Zazwyczaj jestem wesoły ale zamyślony co czesto wygląda, że jestem smutny. Jakoś sobie radzę, często w chwilach kiedy mam doła poprostu się modle. [-o<


- Futrzak - 31-08-2005 12:25

Ja jak mam doła, to idę spać.
Jak jestem wkurzony, to słucham głośno muzyki (ostrej, ciężkiej, agresywnej itp.).

[ Dodano: Sro 31 Sie, 2005 ]
Aha, i czasem kopię w drzwi albo w ścianę, ale to są skrajne przypadki Uśmiech


- Ajfen - 31-08-2005 12:34

Dla mnie najlepszym sposobem na smutek jest rozmowa z Bogiem, o ile w ogóle jestem smutny. Ostatni raz było mi smutno jakieś trzy i pół roku temu, po śmierci ojca. A w życiu wychdzę z założenia, że nie należy być smutnym, ponieważ nigdy nie wiadomo, kiedy umrzemy, a nikt nie chce, aby jego ostatni dzień był spędzony w smutku. Cieszmy się z życia i zawsze patrzmy na tych, co mają gorzej od nas. Oni mają prawo być smutni, a my?
NIEEE! Smutek, to nie jest to. Radość z życia jest obok Boga najważniejsza.


- Swiderek - 31-08-2005 14:18

A ja jeśli jestem smutna to włączam sobie muzyczkę taką smętną (jeśli jestem sama w domu co jest rzadko) i po prostu wylewam te wszystkie żale łzami. Mi to naprawdę przynosi ulgę. Ale tak jak to napisała Julia wolę zacząć pomagać innym bo wtedy zapominam że coś mi się dzieje Uśmiech No i czasami zdarza się że porzępolę na gitarze Uśmiech


- Gonzo - 31-08-2005 15:46

a gdy jestem smutny .... hmmm
oj to jest rzadko no ale jakos tak moje pozytywne nastaiweni do zycia pomag mi w tym aby szybko pozbyc sie tego stanu
poprostu mowie sobie ze bedzie lepiej i choc czest o ta sytuacja sie nie zmienia to z czasem juz na nia nie zwracam uwagi i poprostu zyje wlasnym zyciem Uśmiech


- Robi - 31-08-2005 16:12

Kupuję sobie zimnego Żywca, gaszę światło, puszczam jakiś rock/metal i nie myślę o niczym.

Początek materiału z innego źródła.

PR #883, opened 2019-03-21
Biter Corpse Removal

### LINKED ISSUE #608: Corpse cleanup feature?
From discord:
```
[10:36 AM] Newcott - Chewin' Legos: To remove the dead bodies (good for diggy) 
/sc for _,c in pairs(game.player.surface.find_entities_filtered{type='corpse'}) do c.destroy() end
[12:48 PM] plague006: that is a very heavy command to run though, if you do that on a normal/big map it will likely freeze the server for 5-10 seconds
NEW MESSAGES
[1:57 PM] Linaori: Ideally I'd have some sort of % based GC running
[1:57 PM] Linaori: Every biter that dies, has an X percentage of chance to mark the area for cleanup within an X range after X seconds
```

It would be worth looking into a feature where we cleanup corpses after major engagements with biters. Clearing the corpses can significantly help FPS for those with potato PCs.

adrianvanderwal:
Adds biter corpse removal once threshold is reached

closes #608

### DIFF
--- a/features/biter_corpse_util.lua
+++ b/features/biter_corpse_util.lua
@@ -1,0 +1,66 @@
+local Event = require "utils.event"
+local Global = require 'utils.global'
+
+local biter_utils_conf = global.config.biter_utils
+
+local biter_corpses = {}
+
+Global.register(
+    biter_corpses,
+    function(tbl)
+        biter_corpses = tbl
+    end
+)
+
+-- currently no on_corpse_spawned event, using on_entity_died instead
+
+local function biter_died(event)
+    local dying_force = entity.force
+
+    -- ignore player owned entities
+    if dying_force == "player" then
+        return
+    end
+
+    local entity = event.entity
+    local name = entity.name
+    local corpse_names = entity.prototype.corpses
+    
+    -- put corpse name in global list of biter/enemies
+    for c, corpse_name in pairs(corpse_names) do
+        if not biter_corpses[corpse_name] then
+            biter_corpses.insert(corpse_name)
+        end
+    end
+
+    local position = entity.position
+    local radius = biter_utils_conf.radius
+    local area_to_search = {{position.x - radius, position.y - radius}, {position.x + radius, position.y + radius}}
+    local surface = entity.surface
+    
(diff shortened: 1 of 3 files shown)


mheguy (changes requested):
Please test your code (it will error on the death of any entity).
Please look at Travis CI's feedback (the feedback will indicate the cause of the first error you will run into) by checking the details:
image

grilledham:
For the most part the code looks good. The typos that travis pointed out can be easily fixed. Also you should check the entity is valid. Other handlers may run on the same event and make the entity invalid, unlikely in this case but possible so you have to protect against it. 

I do however have concerns about the potential performance impact of such code. Before this is merged it would be good if someone could run some tests to try and measure the performance impact of this code. Which I'll admit wont be easy to do.

 If performance does turn out to be an issue one idea would to be early return every 99 out of 100 times the function is called. Or we could use one of your suggestions in the issue and keep a count of corpses per chunk and clear the chunk when it reaches a threshold.

Another thought is `surface.find_entities_filtered` probably returns entities from the top left to the bottom right of the search area. That might look odd when clearing, we could instead destroy every other corpse to leave some behind.

features/biter_corpse_util.lua
```diff
@@ -15,52 +15,53 @@ Global.register(
...
+         then
+            -- remove the corpses
+            for k, corpse in pairs(
+                surface.find_entities_filtered {
+                    area = area_to_search,
+                    type = 'corpse',
+                    name = biter_corpses,
+                }
+            ) do
+                if corpse.valid and k % 2 == 1 then
```
mheguy: `corpse` is coming from `find_entities_filtered` which will always return valid results, so no need to check validity here

mheguy (changes requested):
L19: `if entity.valie then` suggests the code is still untested. Please inform us when you have tested this PR.

adrianvanderwal:
I have tested this PR on my local machine - barely slows the game down when used on crash site.
The removal of half the corpses is very sudden - may need some tweaking to find numbers that are not so drastic.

- Daidoss - 31-08-2005 16:57

Robi napisał(a):Kupuję sobie zimnego Żywca, gaszę światło, puszczam jakiś rock/metal i nie myślę o niczym.
No to też sposób Duży uśmiech nie ma to jak zimne piwko Uśmiech


- Aslan - 31-08-2005 17:21

ja kiedyś zanim zacząłem być 'mundry' i zwracać się do JEzusa ze swoimi smutkami to miałem zestaw 'obowiązkowy'- irlandzki Guiness, tabaka Lowen Prise, do tego dobra herbata i jeszcze lepszy jazz. to takna marginesie.Uśmiech

[ Dodano: Sro 31 Sie, 2005 17:22 ]
Jezus jest Panem smutków, i tyle.


- inis - 31-08-2005 20:11

Swiderek napisał(a):A ja jeśli jestem smutna to włączam sobie muzyczkę taką smętną (jeśli jestem sama w domu co jest rzadko) i po prostu wylewam te wszystkie żale łzami.
O właśnie! Ja czasami jeśli mam sprzyjające warunki (jestem sama w domu) robię tak samo.

A poza tym to jak mam doła to gram na gitarze same smęty lub zaczynam czytać Pismo św., poezję ks. Twardowskiego - wszystko zależy od "głebokości" dołka. Często zadręczam moim ponurym nastrojem inne osoby - a jestem niekiedy straszną marudą... :|


- Hallo - 02-09-2005 21:16

Jak smutek jest krótkotrwały to najlepiej moim zdaniem z kimś porozmawiać o swoich problemach, a jak długotrwały(depresja) to już inna para kaloszy.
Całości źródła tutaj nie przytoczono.